> **WHAT NEEDS TO BE DONE**:
Print out every record below, exactly as written.
[[ DATA FOR THE TASK open ]]
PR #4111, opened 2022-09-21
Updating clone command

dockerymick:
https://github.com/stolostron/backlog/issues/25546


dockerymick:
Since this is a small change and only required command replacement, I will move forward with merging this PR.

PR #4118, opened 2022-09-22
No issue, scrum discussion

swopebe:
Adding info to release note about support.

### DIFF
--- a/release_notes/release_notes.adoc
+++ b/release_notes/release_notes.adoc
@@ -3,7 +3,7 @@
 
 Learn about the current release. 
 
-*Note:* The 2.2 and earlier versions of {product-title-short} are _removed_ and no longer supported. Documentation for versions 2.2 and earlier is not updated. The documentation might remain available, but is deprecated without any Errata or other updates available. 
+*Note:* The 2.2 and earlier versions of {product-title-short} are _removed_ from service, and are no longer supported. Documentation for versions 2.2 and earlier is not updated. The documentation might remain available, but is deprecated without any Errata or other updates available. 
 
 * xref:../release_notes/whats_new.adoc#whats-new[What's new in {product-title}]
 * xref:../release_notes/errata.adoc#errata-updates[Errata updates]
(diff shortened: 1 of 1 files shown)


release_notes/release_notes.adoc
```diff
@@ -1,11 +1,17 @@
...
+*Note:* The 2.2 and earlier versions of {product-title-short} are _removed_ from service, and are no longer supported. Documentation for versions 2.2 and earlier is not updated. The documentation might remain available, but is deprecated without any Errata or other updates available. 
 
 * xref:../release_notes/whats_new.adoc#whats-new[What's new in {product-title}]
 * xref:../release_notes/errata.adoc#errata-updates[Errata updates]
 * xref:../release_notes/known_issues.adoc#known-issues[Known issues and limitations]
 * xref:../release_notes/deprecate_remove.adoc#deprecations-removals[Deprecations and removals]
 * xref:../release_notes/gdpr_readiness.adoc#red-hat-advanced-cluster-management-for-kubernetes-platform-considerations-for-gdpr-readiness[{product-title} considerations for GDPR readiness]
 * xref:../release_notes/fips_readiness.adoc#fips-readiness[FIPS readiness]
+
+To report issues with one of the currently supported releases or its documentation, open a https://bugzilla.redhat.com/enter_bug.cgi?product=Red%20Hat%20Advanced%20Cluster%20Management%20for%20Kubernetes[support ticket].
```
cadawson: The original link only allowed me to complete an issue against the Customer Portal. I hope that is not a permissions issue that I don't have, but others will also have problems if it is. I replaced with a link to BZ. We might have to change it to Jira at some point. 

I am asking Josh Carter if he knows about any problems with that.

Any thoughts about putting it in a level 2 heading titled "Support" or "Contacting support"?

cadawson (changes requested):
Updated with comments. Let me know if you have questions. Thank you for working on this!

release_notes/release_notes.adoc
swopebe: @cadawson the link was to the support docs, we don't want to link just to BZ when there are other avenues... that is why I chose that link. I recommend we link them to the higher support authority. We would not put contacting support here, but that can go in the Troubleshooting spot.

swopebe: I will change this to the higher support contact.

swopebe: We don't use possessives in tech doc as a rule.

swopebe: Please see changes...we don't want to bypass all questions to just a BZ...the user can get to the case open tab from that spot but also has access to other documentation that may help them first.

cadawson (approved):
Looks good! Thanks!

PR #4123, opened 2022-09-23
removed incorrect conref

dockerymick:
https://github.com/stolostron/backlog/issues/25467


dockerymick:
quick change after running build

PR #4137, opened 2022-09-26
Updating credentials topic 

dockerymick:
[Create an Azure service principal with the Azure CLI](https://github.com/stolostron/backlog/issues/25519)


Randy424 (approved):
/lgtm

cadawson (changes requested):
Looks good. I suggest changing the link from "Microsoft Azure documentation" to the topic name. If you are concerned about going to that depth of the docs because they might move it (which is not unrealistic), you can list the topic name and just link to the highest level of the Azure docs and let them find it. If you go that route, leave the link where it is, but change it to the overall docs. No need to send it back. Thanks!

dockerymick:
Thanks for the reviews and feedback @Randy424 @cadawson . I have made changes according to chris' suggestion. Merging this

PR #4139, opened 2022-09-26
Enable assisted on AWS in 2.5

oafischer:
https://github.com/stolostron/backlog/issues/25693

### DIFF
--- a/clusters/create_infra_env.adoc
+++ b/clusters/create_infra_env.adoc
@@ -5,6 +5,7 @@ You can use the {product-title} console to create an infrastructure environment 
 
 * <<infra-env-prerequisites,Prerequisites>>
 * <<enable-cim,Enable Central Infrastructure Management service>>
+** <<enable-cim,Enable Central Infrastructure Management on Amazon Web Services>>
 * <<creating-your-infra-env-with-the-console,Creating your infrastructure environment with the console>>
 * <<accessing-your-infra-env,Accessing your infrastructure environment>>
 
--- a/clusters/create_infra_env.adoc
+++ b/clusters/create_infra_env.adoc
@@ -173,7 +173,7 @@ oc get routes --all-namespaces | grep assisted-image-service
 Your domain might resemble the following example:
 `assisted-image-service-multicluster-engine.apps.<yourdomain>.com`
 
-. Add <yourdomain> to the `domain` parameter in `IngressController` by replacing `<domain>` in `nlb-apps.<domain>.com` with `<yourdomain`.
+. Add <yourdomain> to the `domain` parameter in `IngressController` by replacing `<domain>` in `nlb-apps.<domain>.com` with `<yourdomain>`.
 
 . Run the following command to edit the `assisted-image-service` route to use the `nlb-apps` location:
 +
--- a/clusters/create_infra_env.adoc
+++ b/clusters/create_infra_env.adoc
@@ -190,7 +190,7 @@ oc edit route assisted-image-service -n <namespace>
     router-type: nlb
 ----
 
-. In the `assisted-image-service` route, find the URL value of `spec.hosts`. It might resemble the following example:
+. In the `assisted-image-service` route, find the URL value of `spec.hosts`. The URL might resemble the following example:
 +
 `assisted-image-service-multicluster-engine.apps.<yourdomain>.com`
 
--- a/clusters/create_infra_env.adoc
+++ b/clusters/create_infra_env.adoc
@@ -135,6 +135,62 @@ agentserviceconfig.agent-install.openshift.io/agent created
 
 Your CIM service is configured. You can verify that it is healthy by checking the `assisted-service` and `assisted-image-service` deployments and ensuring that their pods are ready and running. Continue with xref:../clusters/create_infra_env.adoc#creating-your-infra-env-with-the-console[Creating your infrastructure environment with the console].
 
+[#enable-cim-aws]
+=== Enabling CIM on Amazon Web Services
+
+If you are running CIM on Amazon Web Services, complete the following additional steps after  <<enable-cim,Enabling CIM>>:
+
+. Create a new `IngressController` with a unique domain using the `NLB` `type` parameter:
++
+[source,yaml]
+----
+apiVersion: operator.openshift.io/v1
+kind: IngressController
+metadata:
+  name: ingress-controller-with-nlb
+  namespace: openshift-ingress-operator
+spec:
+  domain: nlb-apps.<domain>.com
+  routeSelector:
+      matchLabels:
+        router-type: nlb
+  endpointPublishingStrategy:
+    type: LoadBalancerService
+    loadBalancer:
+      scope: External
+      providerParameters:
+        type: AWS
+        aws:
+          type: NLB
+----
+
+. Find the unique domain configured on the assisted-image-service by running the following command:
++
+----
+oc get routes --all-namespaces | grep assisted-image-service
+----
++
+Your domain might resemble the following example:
[[ DATA FOR THE TASK closed ]]
> **WORKED SOLUTION**:
PR #4111, opened 2022-09-21
Updating clone command

dockerymick:
https://github.com/stolostron/backlog/issues/25546


dockerymick:
Since this is a small change and only required command replacement, I will move forward with merging this PR.

PR #4118, opened 2022-09-22
No issue, scrum discussion

swopebe:
Adding info to release note about support.

### DIFF
--- a/release_notes/release_notes.adoc
+++ b/release_notes/release_notes.adoc
@@ -3,7 +3,7 @@
 
 Learn about the current release. 
 
-*Note:* The 2.2 and earlier versions of {product-title-short} are _removed_ and no longer supported. Documentation for versions 2.2 and earlier is not updated. The documentation might remain available, but is deprecated without any Errata or other updates available. 
+*Note:* The 2.2 and earlier versions of {product-title-short} are _removed_ from service, and are no longer supported. Documentation for versions 2.2 and earlier is not updated. The documentation might remain available, but is deprecated without any Errata or other updates available. 
 
 * xref:../release_notes/whats_new.adoc#whats-new[What's new in {product-title}]
 * xref:../release_notes/errata.adoc#errata-updates[Errata updates]
(diff shortened: 1 of 1 files shown)


release_notes/release_notes.adoc
```diff
@@ -1,11 +1,17 @@
...
+*Note:* The 2.2 and earlier versions of {product-title-short} are _removed_ from service, and are no longer supported. Documentation for versions 2.2 and earlier is not updated. The documentation might remain available, but is deprecated without any Errata or other updates available. 
 
 * xref:../release_notes/whats_new.adoc#whats-new[What's new in {product-title}]
 * xref:../release_notes/errata.adoc#errata-updates[Errata updates]
 * xref:../release_notes/known_issues.adoc#known-issues[Known issues and limitations]
 * xref:../release_notes/deprecate_remove.adoc#deprecations-removals[Deprecations and removals]
 * xref:../release_notes/gdpr_readiness.adoc#red-hat-advanced-cluster-management-for-kubernetes-platform-considerations-for-gdpr-readiness[{product-title} considerations for GDPR readiness]
 * xref:../release_notes/fips_readiness.adoc#fips-readiness[FIPS readiness]
+
+To report issues with one of the currently supported releases or its documentation, open a https://bugzilla.redhat.com/enter_bug.cgi?product=Red%20Hat%20Advanced%20Cluster%20Management%20for%20Kubernetes[support ticket].
```
cadawson: The original link only allowed me to complete an issue against the Customer Portal. I hope that is not a permissions issue that I don't have, but others will also have problems if it is. I replaced with a link to BZ. We might have to change it to Jira at some point. 

I am asking Josh Carter if he knows about any problems with that.

Any thoughts about putting it in a level 2 heading titled "Support" or "Contacting support"?

cadawson (changes requested):
Updated with comments. Let me know if you have questions. Thank you for working on this!

release_notes/release_notes.adoc
swopebe: @cadawson the link was to the support docs, we don't want to link just to BZ when there are other avenues... that is why I chose that link. I recommend we link them to the higher support authority. We would not put contacting support here, but that can go in the Troubleshooting spot.

swopebe: I will change this to the higher support contact.

swopebe: We don't use possessives in tech doc as a rule.

swopebe: Please see changes...we don't want to bypass all questions to just a BZ...the user can get to the case open tab from that spot but also has access to other documentation that may help them first.

cadawson (approved):
Looks good! Thanks!

PR #4123, opened 2022-09-23
removed incorrect conref

dockerymick:
https://github.com/stolostron/backlog/issues/25467


dockerymick:
quick change after running build

PR #4137, opened 2022-09-26
Updating credentials topic 

dockerymick:
[Create an Azure service principal with the Azure CLI](https://github.com/stolostron/backlog/issues/25519)


Randy424 (approved):
/lgtm

cadawson (changes requested):
Looks good. I suggest changing the link from "Microsoft Azure documentation" to the topic name. If you are concerned about going to that depth of the docs because they might move it (which is not unrealistic), you can list the topic name and just link to the highest level of the Azure docs and let them find it. If you go that route, leave the link where it is, but change it to the overall docs. No need to send it back. Thanks!

dockerymick:
Thanks for the reviews and feedback @Randy424 @cadawson . I have made changes according to chris' suggestion. Merging this

PR #4139, opened 2022-09-26
Enable assisted on AWS in 2.5

oafischer:
https://github.com/stolostron/backlog/issues/25693

### DIFF
--- a/clusters/create_infra_env.adoc
+++ b/clusters/create_infra_env.adoc
@@ -5,6 +5,7 @@ You can use the {product-title} console to create an infrastructure environment 
 
 * <<infra-env-prerequisites,Prerequisites>>
 * <<enable-cim,Enable Central Infrastructure Management service>>
+** <<enable-cim,Enable Central Infrastructure Management on Amazon Web Services>>
 * <<creating-your-infra-env-with-the-console,Creating your infrastructure environment with the console>>
 * <<accessing-your-infra-env,Accessing your infrastructure environment>>
 
--- a/clusters/create_infra_env.adoc
+++ b/clusters/create_infra_env.adoc
@@ -173,7 +173,7 @@ oc get routes --all-namespaces | grep assisted-image-service
 Your domain might resemble the following example:
 `assisted-image-service-multicluster-engine.apps.<yourdomain>.com`
 
-. Add <yourdomain> to the `domain` parameter in `IngressController` by replacing `<domain>` in `nlb-apps.<domain>.com` with `<yourdomain`.
+. Add <yourdomain> to the `domain` parameter in `IngressController` by replacing `<domain>` in `nlb-apps.<domain>.com` with `<yourdomain>`.
 
 . Run the following command to edit the `assisted-image-service` route to use the `nlb-apps` location:
 +
--- a/clusters/create_infra_env.adoc
+++ b/clusters/create_infra_env.adoc
@@ -190,7 +190,7 @@ oc edit route assisted-image-service -n <namespace>
     router-type: nlb
 ----
 
-. In the `assisted-image-service` route, find the URL value of `spec.hosts`. It might resemble the following example:
+. In the `assisted-image-service` route, find the URL value of `spec.hosts`. The URL might resemble the following example:
 +
 `assisted-image-service-multicluster-engine.apps.<yourdomain>.com`
 
--- a/clusters/create_infra_env.adoc
+++ b/clusters/create_infra_env.adoc
@@ -135,6 +135,62 @@ agentserviceconfig.agent-install.openshift.io/agent created
 
 Your CIM service is configured. You can verify that it is healthy by checking the `assisted-service` and `assisted-image-service` deployments and ensuring that their pods are ready and running. Continue with xref:../clusters/create_infra_env.adoc#creating-your-infra-env-with-the-console[Creating your infrastructure environment with the console].
 
+[#enable-cim-aws]
+=== Enabling CIM on Amazon Web Services
+
+If you are running CIM on Amazon Web Services, complete the following additional steps after  <<enable-cim,Enabling CIM>>:
+
+. Create a new `IngressController` with a unique domain using the `NLB` `type` parameter:
++
+[source,yaml]
+----
+apiVersion: operator.openshift.io/v1
+kind: IngressController
+metadata:
+  name: ingress-controller-with-nlb
+  namespace: openshift-ingress-operator
+spec:
+  domain: nlb-apps.<domain>.com
+  routeSelector:
+      matchLabels:
+        router-type: nlb
+  endpointPublishingStrategy:
+    type: LoadBalancerService
+    loadBalancer:
+      scope: External
+      providerParameters:
+        type: AWS
+        aws:
+          type: NLB
+----
+
+. Find the unique domain configured on the assisted-image-service by running the following command:
++
+----
+oc get routes --all-namespaces | grep assisted-image-service
+----
++
+Your domain might resemble the following example:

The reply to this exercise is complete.